If you don’t get the allusion, click on the asterisk for a refresher and then come on back here and read on. I’ve got a calm, cool, and collected bit to say about this.

Wall Street Journal editorial writer Bret Stephens appeared on Hugh Hewitt’s radio show last night to defend his paper’s strange and snotty treatment of the Eason Jordan “kerfuffle.” (Full transcript at Radioblogger.)

I found the following remarks, in which the cheesed-off Stephens contrasts what he considers irresponsible bloggers with their grown-up MSM counterparts, particularly amusing:

If someone is going to get attacked, and attacked really viciously, I think there is an obligation to give the other guy a chance to give his side of the story.

“This is what we here at the Wall Street Journal try to do,” Stephens told Hewitt, as opposed to the meanie, non-professional bloggers who raised questions about Stephens’ possible conflict of interest in the matter.

Oh, really? Because I didn’t get any phone call or e-mail from Stephens before he singled me out by name for a noxious personal attack in his Feb. 10 op-ed, which pooh-poohed the reporting on the Eason Jordan story done by us immature, amateur blogger-types. Reminder:

Did Eason Jordan, chief news executive of CNN, actually say the American military has deliberately killed journalists covering the conflict in Iraq?

It’s a serious question, at least to judge by the heat it’s generated. Google “Easongate” and you get 2,500 results. There is an Easongate.com Web site, on which more than 1,000 petitioners demand that Mr. Jordan release a transcript of his remarks–made recently in Davos–by Feb. 15 or, in the manner of Saddam Hussein, face serious consequences. Sean Hannity and the usual Internet suspects have all weighed in. So has Michelle Malkin, who sits suspended somewhere between meltdown and release.

Now, go back and look at what I did and what I wrote and explain to me how it’s possible to characterize my work as “somewhere between meltdown and release.” Compare my blog’s contribution to any of my male counterparts and explain to me how I deserve to be ridiculed as a psychological basket case by the august Wall Street Journal editorial board.

My e-mail, Mr. Stephens, is malkin-at-comcast.net.

Last week, I brushed aside the Wall Street Journal’s slap because 1) there were more important Eason-related developments to cover and 2) it pales in comparison to the attacks I regularly receive.

But Stephens’ sanctimony on the Hewitt show yesterday shouldn’t just slip by. Instead of acknowledging his own failure to pursue the story and plumb its full significance, Stephens deflected criticism by refusing to retract his ad hominem attacks on the Internet’s “usual suspects” and instead singling out Ed Morrissey of Captain’s Quarters for making “reckless” charges.

Captain Ed, as every reader of his excellent blog knows full well, is always a man who argues in good faith. He responded to Stephens with characteristic candor, promptness, and a correction/retraction. He is a model of the best the blogosphere has to offer. (He was also one of the most outspoken bloggers to challenge Stephens’ insult against me, and I deeply appreciate that.)

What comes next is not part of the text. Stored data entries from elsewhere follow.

Issue #7798, opened 2015-03-30
document logging when using npm programmatically


lookfirst:
https://github.com/npm/npm#using-npm-programmatically

```
  npm.registry.log.on("log", function (message) { .... })
```

It seems that `npm.registry` no longer exists, what is the replacement?

I'd also like to see some documentation on how to insert my own logger or at least better control the npm one. I use winston and would like to log through that instead.

othiym23:
`npm.registry` is the registry client, and it absolutely should be there after the call to `npm.load`, which bootstraps npm's internals. `npm.registry.log` is passed into the `npm-registry-client` instance at `npm.load()` time, when the registry client is instantiated, and is the same thing you'd get if you called `require('npmlog')` from inside the code using the npm API. If you _have_ called `npm.load()` and `npm registry.log` isn't there, that's a bug. That code example should work as-is.

There is no reasonable way to swap out `npmlog` for another logging framework right now. As the name indicates, it's pretty much baked into npm at a very low level. And, as I mentioned on #7800, the API is kind of the Wild West. If you want documentation on how to use `npmlog` as a passthrough for another logger (which should be possible), you'll need to read [its documentation](https://www.npmjs.com/package/npmlog) for the details.

lookfirst:
I stand corrected, I just tested the code again and it was fine. Sorry about that.

PR #7800, opened 2015-03-30
use built in logging package instead of console.log

lookfirst:


othiym23:
This might not be apparent from looking at the code, but everywhere where `console.log` is used in lieu of `npmlog` is a place where the output is part of the contract of the npm subcommand being run. The decision to use `console.log` is intentional, and isn't likely to change without a specific case being made for the change in each case. Thanks for putting this together, though!

lookfirst:
I'm using npm programmatically and I'd like more control over the output of npm. It is kind of a mess to not only configure npmlog during the npm.load(), but also to have to monkey patch console.log.

If you have a better suggestion, I'm all ears, but it feels like the programmatic case isn't being considered here.

```
	install(dependencies) {
		new Promise((resolve, reject) => {
			let stream = winstonStream(log, 'trace'); // make npm a bit more silent. sigh.

			npm.load({'logstream': stream}, (err) => {
				if (err) return reject(err);

				let log = console.log;
				console.log = function() {};  // make npm a bit more silent. sigh.

				npm.commands.install(dependencies, (err, data) => {
					console.log = log;

					if (err) return reject(err);
					resolve(data);
				});
			})
		});
	}
```

lookfirst:
#7798 related

lookfirst:
I think it would make more sense to abstract out the call to `console.log` to some logging facility that by default writes to `console.log`, but at least it can be configured to be some other output by anyone wanting to have more control over things, without having to monkey patch `console.log`. 

It would also make it more clear in the code the reasoning that you've suggested because then that facility could have documentation for **why** it is being used instead of `npmlog`.

Is that a PR you'd accept?

othiym23:
You're right! That the API is currently exposed and documented is more or less a consequence of various community contributions, and is not really a statement about the API's fitness for use outside the project. It's not really meant for outside use – breaking changes to the API don't count towards the CLI's semver bump. The API is absolutely a second-class citizen within the npm universe.

Not to be presumptuous, but I'm pretty sure that's not the response you were looking for. It is [absolutely part of the long-term roadmap for npm](http://blog.npmjs.org/post/91303926460/npm-cli-roadmap-a-periodic-update) that we make it easier to consume the various pieces of npm as APIs and built your own CLIs out of npm's components. However, we're still a substantial distance from that goal. Until then, the main thing that keeps us from making changes to the API is mostly a desire to avoid having to fix up all the tests.

My personal opinion is that until we get to the point where npm does have an official set of APIs with their own semvers and documentation, the safest / best way to use npm is as a child process, rather than trying to consume the current API.

othiym23:
> Is that a PR you'd accept?

No. It really does not make sense to me to have two independent frameworks controlling I/O from the CLI. If you _really_ don't want the standard output from npm being displayed, a child process with stdout redirected or suppressed is the right way to go.

lookfirst:
Technically, you already have two independent frameworks controlling I/O from the CLI (npmlog and console.log). I agree, adding a third doesn't make much sense, so maybe it would belong in npmlog. Maybe even just a `log.console` method. Then at least I don't need to monkey patch `console.log`.

The documentation should clearly state what you just said above, that isn't clear at all right now.

https://docs.npmjs.com/api/npm
https://github.com/npm/npm#using-npm-programmatically

As far as shelling out to the `npm` cli... well, I can only say I'm disappointed, but thanks for your responses. :cry:

othiym23:
Which would you use: an API that isn't really tested as such, with a bunch of known warts and issues, that wasn't really designed to be consumed as an API, or an API that every user of the product uses all day every day, where issues are fixed as soon as is practicable after they're noticed, and where considerable thought has gone into its ergonomics and usability? I get that it seems hacky and uses more resources to shell out to a child process, but it's the way npm is meant to be used – just look at the tests, which primarily shell out to child processes themselves.

lookfirst:
Maybe instead of documenting the API that is there, it should be removed from the site and not exposed at all. Heck, maybe even provide a nice wrapper around shelling out to the npm child process and call that the 'api'.

othiym23:
> Maybe instead of documenting the API that is there, it should be removed from the site and not exposed at all.

I would not be opposed to this on principle, but I think enough people are using the API, even with all its problems and caveats, that nuking the existing documentation would be needlessly hostile. I'm kinda sorta the boss of what goes into the CLI code base, but I'm not the boss of the npm user community.

iarna:
On the other hand, I think we could get behind a patch to the API docs that notes their intended audience and caveats about their usage.

And personally I'd love to see a wrapper around npm to make the command line version easy to call as an API, but I'd like to see that developed and worked out as an independent module. That is to say, you don't need our permission to make that! And if it works out well, I'd be for linking to it from API docs as an alternative.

Question: While Captain Ed and others were digging up past quotes from Eason Jordan and other CNN employees to give the Davos remarks context, what was Bret Stephens doing? Slapping together a CYA sandwich and a side order of snark.

Stephens and the Wall Street Journal editorial board have no business lecturing the blogosphere about reckless cheap shots. They are masters of the art form.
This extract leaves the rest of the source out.